Category: Parkinson's Disease: Neuroimaging
Objective: To identify progressive structural and functional imaging alterations in a longitudinal cohort of patients with isolated rapid eye movement sleep behavior disorder (iRBD).
Background: Isolated RBD is now recognized as a prodrome of Parkinson’s Disease and Lewy body dementia. In addition to basal ganglia pathology, subcortical structures including the cholinergic basal forebrain and the noradrenergic locus coeruleus have been proposed to underlie cognitive and neuropsychiatric symptoms. Structural and functional MRI can provide insight into early pathological changes associated with iRBD disease progression for identifying biomarkers of disease conversion.
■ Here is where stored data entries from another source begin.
PR #1457, opened 2026-04-08
feat: add reasoning + multimodal support to LangGraph and Mastra integrations

AlemTuzlak:
## Summary

- **LangGraph Python/TS**: Upgrade multimodal conversion from deprecated `BinaryInputContent` to typed content types (`ImageInputContent`, `AudioInputContent`, `VideoInputContent`, `DocumentInputContent`) with proper `InputContentDataSource`/`InputContentUrlSource` handling
- **Mastra**: Add reasoning event support (handles `reasoning` stream chunks from Vercel AI SDK, emits `REASONING_START`/`MESSAGE_START`/`MESSAGE_CONTENT`/`MESSAGE_END`/`END` events with auto-close on text/tool/finish transitions)
- **Mastra**: Add multimodal content support for user messages (images map to AI SDK image parts, audio/video/documents map to file parts)
- **Docs**: Remove implemented multimodal draft (content already in `docs/concepts/messages.mdx`)

## Linear tickets

- CPK-7215: LangGraph Python — verify reasoning + multimodal end-to-end
- CPK-7216: LangGraph TypeScript — add reasoning + multimodal
- CPK-7217: LangGraph FastAPI — add reasoning + multimodal (inherited from Python, same package)
- CPK-7218: Mastra — add reasoning + multimodal
- CPK-7214: Documentation — reasoning & multimodal

## Test plan

- [ ] `pnpm build` — all 30 projects build cleanly
- [ ] `pnpm test` — all 26 TS test projects pass
- [ ] `cd integrations/langgraph/python && python -m pytest tests/ -v` — 83 Python tests pass
- [ ] LangGraph multimodal: send `ImageInputContent` with URL/data source through LangGraph agent, verify round-trip conversion
- [ ] Mastra reasoning: use a model with extended thinking (Claude with thinking enabled), verify REASONING_* events appear in stream
- [ ] Mastra multimodal: send image content through Mastra agent, verify it reaches the model as AI SDK image part
- [ ] Backwards compat: existing apps using `BinaryInputContent` continue to work unchanged

PR #2476, opened 2026-08-20
fix(langgraph): send non-image attachments as their own media block

mxmzb:
## The defect

A PDF, audio clip or video attached to a user message is handed to the model as an `image_url` block. Both LangGraph adapters do it, from the same place:

```py
# integrations/langgraph/python/ag_ui_langgraph/utils.py
elif isinstance(item, _MEDIA_CONTENT_TYPES):   # image, audio, video, document
    langchain_content.append({"type": "image_url", "image_url": {"url": url}})
```

The real MIME type survives *inside* the data URL, but providers validate the block **kind**:

```
openai.BadRequestError: 400 - Invalid MIME type. Only image types are supported.
(code: invalid_image_format)
```

### Why it is worse than a 400

The exception is raised inside the model call, so it kills the stream. The host sees `RUN_ERROR: terminated` with no cause attached, and the user sees **nothing** — no error bubble, no failed message, just a chat that stopped answering.

And the crashed run is still checkpointed. Every later message on that thread replays the rejected content and dies the same way, so one attachment kills the conversation permanently. Restarting the agent process is what clears it.

Found while attaching an invoice PDF to a LangGraph agent through CopilotKit. The same attachment on the non-LangGraph path works, because that converter maps `audio`/`video`/`document` onto a file part with its media type — the protocol carries the MIME type end to end, and only this converter drops it.

## The fix

Audio, video and documents now use the standard block for their modality (`audio`, `video`, `file`); `image` is untouched and keeps `image_url`. That path already worked, and changing a working payload is not part of fixing the broken ones — every path this PR changes is a path that currently 400s.

`metadata.filename` is carried onto the block. It is the established AG-UI carrier for a filename (the client's own `backward-compatibility-0-0-47` middleware migrates the legacy `BinaryInputContent.filename` into exactly that shape), and langchain-core substitutes a `LC_AUTOGENERATED` placeholder when a file block has none. The metadata *object* still does not ride along — that is #2100, and its test still passes.

The **reverse** direction converts those blocks back to AG-UI content classes. Without it the fix would trade one bug for a quieter one: `convert_langchain_multimodal_to_agui` builds the user message inside `MESSAGES_SNAPSHOT`, so a block kind it does not understand is an attachment that vanishes from a reopened thread.

Legacy `BinaryInputContent` splits the same way, on its MIME type — a deprecated path that 400s is not meaningfully more supported than one that raises. An `id`-only item carries no bytes and no URL, so it keeps the historical reference form.

Routing every modality through `image_url` was correct when this converter was written (#1457) and stopped being correct once LangChain grew standard multimodal blocks. The docstrings claiming `image_url` is "the only media block type LangChain supports" are updated. The effective langchain-core floor is 1.2.10 via `langchain>=1.2.0`, so the standard blocks are always available (the `langchain-core>=0.3.0` line in `pyproject.toml` cannot actually resolve that low — left alone here, but worth tightening separately).

## Evidence

Measured against langchain-core 1.6.0 / langchain-openai 1.5.2 with a real 30KB invoice PDF:

| Encoding | Result |
|---|---|
| `image_url` (before) | 400 `invalid_image_format` |
| `file` block (after) | "Meridian Creative Agency — $62,800.00 total due." |

End to end, feeding a real captured AG-UI payload through the patched converter into the provider:

```
blocks: [{'type': 'text', ...}, {'type': 'file', 'base64': 'JVBERi0xLjMK…',
          'mime_type': 'application/pdf', 'filename': 'Meridian-Creative-Q2-invoice.pdf'}]
provider answered: I only have one Q2 invoice in the available files, so I can prepare…
round-tripped AG-UI content kinds: ['text', 'document']
```

## Tests

Both suites gain PDF/audio/video coverage, a filename assertion, a round-trip guard, and legacy-binary cases. Seven python and three TS assertions that pinned the old flattening are updated to the corrected contract.

- python: 390 passed (`python -m unittest discover tests`)
- typescript: 274 passed, `tsc --noEmit` clean, `tsdown` build clean

Neither TS file satisfies `prettier --check` on `main` today, so they are left in the file's existing style rather than landing a reformat in this diff.


contextablemark (changes requested):
Requesting changes for one P1 TypeScript blocker.

### [P1] Use LangChain.js media-block fields in the TypeScript adapter

The TypeScript converter emits `{ base64, mime_type, filename }` at [`utils.ts` L121-L131](https://github.com/ag-ui-protocol/ag-ui/blob/2db7b286db3f3df552bc4feef4d0b7421670d854/integrations/langgraph/typescript/src/utils.ts#L121-L131), and the reverse path only recognizes those fields at [L145-L189](https://github.com/ag-ui-protocol/ag-ui/blob/2db7b286db3f3df552bc4feef4d0b7421670d854/integrations/langgraph/typescript/src/utils.ts#L145-L189). That is the Python LangChain schema, not the LangChain.js schema used by this package.

The exact dependency, `@langchain/core@1.1.40`, defines JS standard media blocks with `data`, `mimeType`, and `metadata` (with the filename at `metadata.filename`): [`multimodal.ts`](https://github.com/langchain-ai/langchainjs/blob/0c799481f691e046a4533588fc96e190669fa16e/libs/langchain-core/src/messages/content/multimodal.ts#L15-L65). `@langchain/openai@1.2.0` reads those fields when translating the blocks: [`completions.ts`](https://github.com/langchain-ai/langchainjs/blob/1a8162c87a800eb329bd76f8a598e461690597a7/libs/providers/langchain-openai/src/converters/completions.ts#L515-L579).

Reproduced against those exact versions:

- PR-shaped PDF and audio blocks return `undefined` from standard Chat Completions conversion, so a v1 user message loses the attachments.
- Responses conversion fails because the expected filename metadata is absent.
- `langchainMessagesToAgui` drops valid native LangChain.js file/audio blocks, so `MESSAGES_SNAPSHOT` loses the attachments; a URL file also loses its MIME type and filename.

The new TypeScript tests pass because they assert and round-trip the same locally invented shape rather than exercising a native LangChain.js block or provider boundary.

Please emit/accept native LangChain.js blocks, or intentionally choose a cross-runtime wire representation, and add provider-boundary plus native-JS snapshot coverage. The Python half is sound: its locked schema uses the proposed Python fields, all 390 tests passed, and direct provider translation succeeded.

mxmzb:
You were right, and the diagnosis was exact. Fixed in c0176eccb.

I confirmed it from the pinned sources rather than taking it on trust, and the mechanism is worth writing down because it is entirely silent:

- `@langchain/core@1.1.40` `ContentBlock.Multimodal.Data` = `data` (base64, requiring `mimeType`), `url`, `fileId`, `metadata`.
- `@langchain/openai@1.2.0`'s v1 path reads `block.data` / `block.mimeType` / `block.fileId`, and takes the filename from `getRequiredFilenameFromMetadata` → `metadata.filename` (falling back to `metadata.name` / `metadata.title`, else warning and substituting `LC_AUTOGENERATED`).
- A block with Python's names satisfies none of those reads, so `convertStandardContentBlockToCompletionsContentPart` returns `undefined` and `if (data) yield data` skips it. No error, no warning, attachment gone.
- `message.contentBlocks` does not rescue it — measured, it passes both shapes through untouched.

**Emission** is now native: `{ data, mimeType, metadata: { filename } }`. I chose native over the `source_type` family the legacy path still accepts, because core marks that family `@deprecated` — "Don't use data content blocks. Use `ContentBlock.Multimodal.Data` instead."

**The return leg deliberately accepts three shapes** — native JS, the deprecated `source_type` family, and Python's. Taking your "or intentionally choose a cross-runtime wire representation" seriously: this package drives a LangGraph server through `@langchain/langgraph-sdk`, and that server is usually the Python one, so a graph's own messages come back in Python's field names. Refusing them would drop the attachment from `MESSAGES_SNAPSHOT` — the same bug, mirrored onto the return leg. Liberal inbound, strict outbound.

**On the tests, your sharpest point.** They did round-trip an invented shape against itself, which is indistinguishable from correct. There is now a provider-boundary suite that hands the *emitted* blocks to the real `@langchain/openai` translator with a stub `fetch` and asserts what lands on the wire:

| input | on the wire |
|---|---|
| emitted PDF block | `{type:"file", file:{file_data:"data:application/pdf;base64,…", filename:"invoice-q2.pdf"}}` |
| emitted audio block | `{type:"input_audio", input_audio:{data, format:"wav"}}` |
| Python-shaped block | **dropped** — only the text part survives |

That last row pins the failure mode on purpose, so the reason for the JS field names cannot be "aligned" away later by someone reading the Python adapter. Plus native-JS inbound coverage: file by data, file by url keeping its MIME type and filename, a Python-shaped block still accepted, and a `fileId`-only block dropped with a warning rather than an invented source.

Two notes on the diff:

- `@langchain/openai` is a devDependency pinned **exactly** to `1.2.0`. `^1.2.0` resolves 1.5.9, which imports `@langchain/core/utils/gateway` and cannot load against the 1.1.40 this package pins.
- #2100's guard is restated, not dropped. The block does now carry a `metadata` key, since that is the native home for the filename — the test asserts it contains *only* `filename`, never AG-UI's metadata object wholesale.

The Python half is untouched. Gates: 279 TS tests, 390 Python tests, `tsc --noEmit` clean, build clean.

contextablemark:
Thanks for the careful follow-up. There is one remaining P1, and the next round can be narrow.

The new provider-boundary test manually sets `response_metadata.output_version = "v1"` ([test lines 549–555](https://github.com/ag-ui-protocol/ag-ui/blob/87fbf3010130029d5f3938bbcdb6357338e0e91e/integrations/langgraph/typescript/src/utils.test.ts#L549-L555)). That selects LangChain.js's standard-block translator, but the actual message produced by `aguiMessagesToLangChain` has no such marker ([implementation lines 647–652](https://github.com/ag-ui-protocol/ag-ui/blob/87fbf3010130029d5f3938bbcdb6357338e0e91e/integrations/langgraph/typescript/src/utils.ts#L647-L652)).

Against the exact locked dependencies, passing the actual adapter output through the default JS path leaves the block untranslated:

```text
emitted:
{type:"file", data:"…", mimeType:"application/pdf",
 metadata:{filename:"invoice.pdf"}}

provider body:
{type:"file", data:"…", mimeType:"application/pdf",
 metadata:{filename:"invoice.pdf"}}
```

It needs to become:

```text
{type:"file",
 file:{file_data:"data:application/pdf;base64,…",
       filename:"invoice.pdf"}}
```

Audio behaves the same way: the native block remains flat instead of becoming `input_audio`. A Python LangGraph server also cannot translate the JS-native shape; its direct converter rejects it, while the full OpenAI converter forwards the invalid flat block unchanged.

The legacy `source_type` representation was verified through all three relevant paths:

- LangChain.js default conversion
- LangChain.js v1 conversion
- Python LangChain conversion

For example:

```ts
{
  type: "file",
  source_type: "base64",
  data: "…",
  mime_type: "application/pdf",
  metadata: { filename: "invoice.pdf" },
}
```

### Precise scope requested

1. Change only the TypeScript outbound media-block builder to emit the portable `source_type` representation—or another representation demonstrated to work through both actual JS and Python server paths.
2. Keep the new liberal inbound handling for native JS, Python, and legacy blocks.
3. Rewrite the provider-boundary tests to pass the actual `aguiMessagesToLangChain` output without injecting `response_metadata`.
4. Assert that an emitted PDF reaches the JS provider as nested `file.file_data`, and emitted audio reaches it as `input_audio`.
5. Add a focused cross-runtime assertion showing that the same emitted block is accepted by Python's locked converter.

No broader refactor is requested. Once those actual-path assertions pass, this P1 is closed.

mxmzb:
Right again, and the injected marker was the whole problem — the test agreed with the fix instead of with the runtime. Fixed in da0a21d5c, all five points.

I re-measured across both runtimes with nothing injected, at the locked versions:

| shape | JS default path | Python `convert_to_openai_data_block` |
|---|---|---|
| `source_type` + `data` + `mime_type` | `{type:"file",file:{file_data,filename}}` ✓ | same ✓ |
| Python native (`base64`/`mime_type`) | **verbatim** ✗ | ✓ |
| JS native (`data`/`mimeType`/`metadata`) | **verbatim** ✗ | `ValueError` ✗ |

So `source_type` it is. Worth naming why "verbatim" is the worst of the three outcomes: the block is neither translated nor rejected, so the request reaches the provider carrying a part the API will not accept. The JS default path gates translation behind `isDataContentBlock`, which tests for `source_type` and nothing else.

On the deprecation, which was my reasoning last round: `@langchain/core` does mark that family `@deprecated` in favour of `ContentBlock.Multimodal.Data`, but the non-deprecated shape only works under `output_version: "v1"` — a marker this adapter does not set and cannot set for a graph it does not own. Deprecated-and-translated beats current-and-forwarded-raw. I left a note on the type to revisit when the default path translates native blocks without a marker.

Against your list:

1. **Only** the TS outbound builder changed. The Python adapter is untouched — its own shape converts correctly in its own runtime. (Say the word if you'd rather both halves emit `source_type` for symmetry; Python accepts it too, I verified.)
2. Liberal inbound kept — native JS, Python, and `source_type` all accepted on the return leg.
3. The boundary tests no longer inject `response_metadata`; they pass the actual `aguiMessagesToLangChain` output through `ChatOpenAI` with a stub `fetch`.
4. Asserted on the wire: PDF → nested `file.file_data` with the real filename (not `LC_AUTOGENERATED`), audio → `input_audio` with `format: "wav"`.
5. Cross-runtime assertion added on the **Python** side — `TestCrossRuntimeWireShape` runs the TS adapter's emitted literals through `convert_to_openai_data_block`, plus a test pinning that the JS-native shape raises there. It uses only `langchain-core`, already a dependency.

The negative boundary test now pins the right failure — a block with no `source_type` is forwarded raw — rather than the shape I had wrongly assumed was the only broken one.

That cross-runtime test is the piece that was missing both times. Each half was verified against its own runtime only, which is precisely the seam this adapter sits on. It now fails in the other language if either side's emission moves.

Gates: 279 TS tests, 393 Python tests, `tsc --noEmit` clean, build clean.

contextablemark (dismissed):
Rechecked the updated head against the real JavaScript and Python runtime paths. The attachment shape now crosses both cleanly, and the scoped P1 is closed. Approved.

mxmzb:
Pushed 22 commits. Both of your rounds of feedback were right, and chasing them turned up more than either of us named — including that the change as originally written did not actually fix the common case.

## What was still broken when you last looked

**MP3 attachments did not work.** The branch narrowed emission to "the combinations measured to convert", but audio had only ever been measured on `audio/wav`. `audio/mpeg` — the IANA type, what every browser reports for a `.mp3` — threw inside `@langchain/openai` before reaching the provider. So the most common audio attachment on the web was dead on the exact path this change exists to fix. The adapter now normalizes the MIME spellings the provider accepts and keeps genuinely unsupported types (ogg, aac, webm) on the old path. Measured through the real translator with a stubbed transport, both runtimes now identical cell for cell.

**A single malformed block could destroy an entire conversation.** Several sites dereferenced values arriving from the graph without a type check, inside the loop that builds the whole `MESSAGES_SNAPSHOT` — so one bad item took every message with it. A null image payload, a string where a content block was expected, a media item with no source, an unhashable block type. Each is now dropped and logged instead.

**A video attachment came back as an image.** It goes out as `image_url` deliberately (the standard block for video throws in every translator), but the return leg then typed it as an image, permanently, in the stored thread. The MIME inside the data URL is enough to recover the modality, so it now does. URL-sourced media still cannot carry its type — that limit is documented with tests pinning it.

Smaller ones in the same family: derived filenames were not real extensions (`text/plain` produced `attachment.plain`); an empty supplied filename shadowed the `name`/`title` fallbacks and, on the legacy path, produced a block with no filename at all, which `@langchain/openai` rejects outright; a subclassed content item fell through to `image_url` because admission used `isinstance` and resolution used an exact class lookup; a block typed after an `Object.prototype` key passed a truthiness gate and was emitted with a function as its content type.

## The thing worth your attention

Both of your reviews found defects by reading the two adapters side by side. So did I, repeatedly — and that is the actual problem. The two runtimes implement one contract as two independent bodies of code, and nothing forced them to agree.

The evidence is unambiguous: while fixing the above, my own changes introduced **four new divergences**, each time by fixing one runtime and not mirroring it. Nothing in either test suite could detect that. Each survived until a human read both files.

So this branch now carries a shared parity table — one checked-in list of cases, read by both suites, asserting the two runtimes produce the same value, make the same keep-or-drop decision, and log the same way. A one-sided change fails a test naming the case, instead of waiting for the next reviewer.

That is verified rather than asserted: mutating one runtime alone (dropping its warnings while the other keeps them) fails the table with the offending cases named. Deleting the recognition marker the outbound design depends on used to slip past every parity case and now fails 56 tests.

The malformed-input contract is also written down in both files now — drop, never raise; log every drop; one bad item costs only itself — so the next person has something to conform to rather than a pattern to infer.

## Numbers

Tests: 290 → 647 (TypeScript), 409 → 483 (Python), plus 197 shared parity cases. Typecheck and build clean.

Measured, offline, against `@langchain/core@1.1.40`, `@langchain/openai@1.2.0`, `langchain-core@1.2.13`: a 1139-case cross-runtime differential, and a separate 704-case malformed sweep that went from 51 divergences and 24 raises to zero of each.

## One upstream bug, filed

https://github.com/langchain-ai/langchainjs/issues/11460 — the Responses API converter silently drops audio content blocks on the v1 path. `audio` is the only block kind in that chain with an empty branch; `file`, `image` and `video` all resolve a part. Still present in the current release. Not fixable from here: this adapter never sees which transport the graph will use.

## Known limits, deliberate

- **Responses API.** The emitted document is a Chat-Completions-shaped part there, and audio hits the upstream bug above. Every attachment kind was equally broken on that transport before this change — it went out labelled as an image — so this is not a regression, but it is not fixed either. Recorded in the code with the measured before/after table.
- **URL-sourced non-images lose their modality on the round trip.** The type is known when we send it, but `image_url` has nowhere to carry it, and changing the outbound shape needs provider evidence I do not have.
- **`audio/mpeg` is read back as `audio/mp3`.** The remapping is many-to-one and lands inside its own input set, so recomputing cannot distinguish a value you sent from one we substituted, and reversing it would corrupt a legitimate `audio/mp3`. Documented; pinned by a stability test.

## Deliberately not in this PR

Reviewing this turned up a substantial set of real problems that are not about attachments: crashes in the reasoning-content resolvers, a serializer that renders shared references as `"<recursive>"`, message `name` dropped in one runtime, id-less messages colliding on the literal id `"None"`, tool-call arguments throwing on malformed JSON, and a handful of dependency declarations that would break a clean install — `fastapi` is imported at module scope but declared an optional extra, so a bare install cannot import the package.

All real, none about media blocks, and folding them in would make this unreviewable. They are catalogued for a follow-up.

Happy to split this differently if you would rather review the parity table separately from the fixes.

contextablemark (changes requested):
Thanks for the thorough follow-up. The common inline PDF and MP3 paths are now correct, and the shared parity table is a real improvement. I found two remaining edges that need closing before I can restore approval:

- **[P1] Preserve file/audio blocks backed by `data:` URLs.** The new URL gate treats remote URLs and data URLs the same. A native JS or `source_type` PDF/WAV block whose `url` is a valid data URL survives the snapshot as an AG-UI URL source, then replays as `image_url`. Against the locked JS translator, that reaches the provider unchanged as `image_url`; handed directly to the translator, the same data URL correctly becomes `file` or `input_audio`. This recreates the original provider failure on a valid replay. Please normalize supported data URLs to inline data before outbound block selection, keep remote URLs on the existing fallback, and add shared round-trip/provider cases for file and audio data URLs.

- **[P2] Validate outbound source payloads before emission.** `source.value` is still passed or interpolated unchecked. A null PDF becomes `data:application/pdf;base64,null`, and numeric image data becomes `data:image/png;base64,42`, with no drop warning. Python's model-constructed typed equivalents can likewise emit `None` or raise. That contradicts the new drop-never-raise, one-bad-item contract. Please require a usable non-empty string payload, warn and drop only the bad item, and add shared null/empty/wrong-type cases that exercise the actual typed branches in both runtimes.

Everything else I rechecked is green: inline PDF and `audio/mpeg` reach the correct provider parts in both runtimes; 647 TypeScript tests plus typecheck/build and 483 Python tests pass; current CI is green. Requesting changes only for these two cases.

mxmzb:
Both closed. Both were real, and both were worse than described once measured.

## [P1] `data:` URLs

Reproduced exactly as you wrote it, in both runtimes and for both the native-JS and `source_type` spellings: a PDF arriving with its bytes in a `url` field became an AG-UI URL source and replayed as `image_url`, reaching the provider as an image. Handed straight to the locked translator, that same data URL becomes a `file` part — so only our classification was wrong, not the payload.

The origin was a rule this PR introduced early on: "URL sources stay on the old path, because a URL-sourced media block throws in the translator." True for remote URLs. A `data:` URL is URL-*shaped* but carries the bytes inline, and we never separated the two.

Fixed on both legs and in both runtimes. Inbound, so the thread stops recording that the bytes live elsewhere. Outbound too, because its input is not always ours — threads persisted before this fix, and clients that post JSON directly. That also turned up a third entry point neither of us named: the legacy `BinaryInputContent.url` carries the identical defect.

One shared parser, accepting only `data:[mime][;params];base64,<non-empty>`. A data URL that is malformed, non-base64, empty-payload, or uppercase-scheme is refused and left exactly where it is today — no drop, no raise, no behaviour change for those. The mediatype inside the URL wins over a declared one, per RFC 2397 §2. Remote URLs are untouched.

Provider-level evidence pinned in both suites: data-URL PDF → `file.file_data`, data-URL WAV → `input_audio`, remote URL still `image_url`.

## [P2] Outbound payload validation

Your three cases are exact. Measuring the full space first showed the leak is wider: every unusable payload — `null`, absent, `""`, number, boolean, object — was emitted with no warning, at all three emission points, in both runtimes.

Two things worth flagging beyond what you found.

The empty string needs no validation bypass at all. The AG-UI schema accepts `value: ""` through the ordinary constructor, so this was reachable by normal API use, not only by `model_construct`. That makes it a live path rather than a hardening case.

And two more cross-runtime divergences fell out of the sweep: `null` rendered as `null` in TypeScript and `None` in Python, and a `{}` URL source was kept by TypeScript because it is truthy while Python dropped it because it is falsy.

The fix treats an unusable payload as an absent one — the rule already applied to MIME type and filename — guarded at all three emission points in both runtimes, reusing each file's existing drop wording so no new string can drift. One deliberate non-drop: a bad legacy `url` no longer shadows usable `data` on the same item.

Neighbour survival is asserted, not assumed, across both items within a message and messages within a list.

## Coverage

The two fixes add 51 shared parity cases (table 197 → 248), including the data-URL round-trip and provider cases you asked for, and the null/empty/wrong-type cases against the actual typed branches — the Python ones carry an asserted marker so they reach the typed branch rather than collapsing onto the schema's terminal `else`.

Each fix was checked for one-sided regression the way the table is meant to be used: fix one runtime, leave the other, confirm the other's suite fails. P1 fails 22 TypeScript cases that way; P2 fails 16 TypeScript and 15 Python. Fifteen mutations across the two fixes, all killed.

Tests: 751 TypeScript + 2 todo (was 647), 495 Python (was 483). Typecheck, build and prettier clean.

## On why the table did not catch P1

Worth saying plainly, since the table is this PR's argument. It detects the two runtimes *disagreeing*. On the data-URL case both were wrong in exactly the same way, so it was blind to it by construction — its own non-coverage section says "agreement is not correctness," and this is that limitation showing up in practice rather than in theory.

The deeper cause is that every fixture and fuzz corpus here splits sources into `data` and `url` and treats the URL as opaque, so a URL-typed source carrying inline bytes was outside the model everything was generated from. Generative coverage inherits the blind spots of the model it generates from. The data-URL axis is now an explicit axis in the table rather than an assumed impossibility.

contextablemark (changes requested):
Thanks — both requested fixes are closed. I rechecked the real provider paths: data-URL PDF/WAV reaches `file` / `input_audio` in both runtimes, malformed typed sources drop only the bad item with one warning, and the full local/CI gates are green.

One narrow Python hole still blocks approval. The legacy binary branch reads `item.mime_type` directly before its existing malformed-input guard ([`utils.py:1497`](https://github.com/ag-ui-protocol/ag-ui/blob/0e28060b17af5ce0f8208115f8da5eda928e0e9d/integrations/langgraph/python/ag_ui_langgraph/utils.py#L1497)). As a result, `BinaryInputContent.model_construct(type="binary")` raises `AttributeError` and aborts the whole message-list conversion instead of dropping/logging that item. This regresses the behavior on `main` and contradicts this PR's explicit contract that includes `model_construct`: drop, never raise; one bad item costs only itself.

Please make the legacy Python branch read a missing MIME field safely, then add one focused shared-parity regression proving no raise, exactly one drop/warning, and neighbor survival. That is the full requested scope; no broader converter refactor is needed.

mxmzb:
Closed. You were right on both halves, including that it regresses `main` — I checked that specifically rather than taking it as framing.

## The regression

On `main`, the legacy binary arm never touches `mime_type` unless it reaches the `elif item.data` branch, so an item with no url, data or id falls straight through to the existing "Dropping BinaryInputContent item" warning. This PR reads the MIME early for the modality split it introduced, which moved that access in front of the drop. `mime_type` is the only `BinaryInputContent` field with no default, so it is the only one `model_construct` can leave absent, and pydantic's `__getattr__` then raised ahead of the payload guard.

One line, no refactor: the field is now read as a lookup with a default rather than a plain attribute access, so a missing field behaves exactly like a null one and the guard that was already there does its job.

## Behaviour now

- **No payload** → dropped, exactly one warning, neighbours survive. Matches `main`.
- **Has payload** → kept as `data:;base64,…`, byte-identical to what `mime_type=None` and `mime_type=42` already produced.

That second one is deliberately a keep, not a drop. The item has bytes; under the null-equivalence rule the fix applies, a missing MIME is the same as an absent one, and an absent MIME on a payload-bearing item was already a keep. Dropping it would have been a different behaviour change than the one you asked for.

Neighbour survival is asserted across items within a message and across messages within a list.

## Coverage

Two shared parity cases, checked the way the table is meant to be used: reverting the source fix turns them red in Python while TypeScript passes them unchanged, so they are genuinely one-sided. Red → green → mutate → red → restore → green recorded in full.

TypeScript has no equivalent hole and needs no mirror.

Python 495 → 498. TypeScript 753 + 2 todo, typecheck, build and prettier clean.

## One thing found while in there, deliberately not fixed

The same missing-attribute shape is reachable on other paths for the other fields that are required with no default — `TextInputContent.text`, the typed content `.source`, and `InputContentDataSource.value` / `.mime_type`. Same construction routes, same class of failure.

Method: Structural and functional MRI data was collected from 19 age-matched healthy controls and 21 iRBD patients of which 15 underwent repeat assessment and imaging over a 4-year period. Participants underwent clinical and neuropsychological assessments. Volume-based morphometry and seed based functional connectivity (FC) were analysed using the CAT12 and SPM toolbox on MATLAB. Statistical analysis included general linear models, repeated measures ANOVAs and correlation analysis corrected for multiple comparisons (FDR<0.05).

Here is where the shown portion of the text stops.